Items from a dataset

PR #1935, opened 2021-07-21
fix initial gcGen and exit gc early if there is nothing to do

bheni:


go/cmd/dolt/commands/gc.go
```diff
@@ -122,7 +126,11 @@ func (cmd GarbageCollectionCmd) Exec(ctx context.Context, commandStr string, arg
 
 		err = dEnv.DoltDB.GC(ctx, keepers...)
```
andrew-wm-arthur, line 127: we should remove the `keepers` parameter if we don't use it

andrew-wm-arthur (approved):
LGTM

WHAT YOU WILL DO :: Beginning with the first line and ending with the last, restate the data word for word.

RESULT FOR THIS EXERCISE ::
PR #1935, opened 2021-07-21
fix initial gcGen and exit gc early if there is nothing to do

bheni:


go/cmd/dolt/commands/gc.go
```diff
@@ -122,7 +126,11 @@ func (cmd GarbageCollectionCmd) Exec(ctx context.Context, commandStr string, arg
 
 		err = dEnv.DoltDB.GC(ctx, keepers...)
```
andrew-wm-arthur, line 127: we should remove the `keepers` parameter if we don't use it

andrew-wm-arthur (approved):
LGTM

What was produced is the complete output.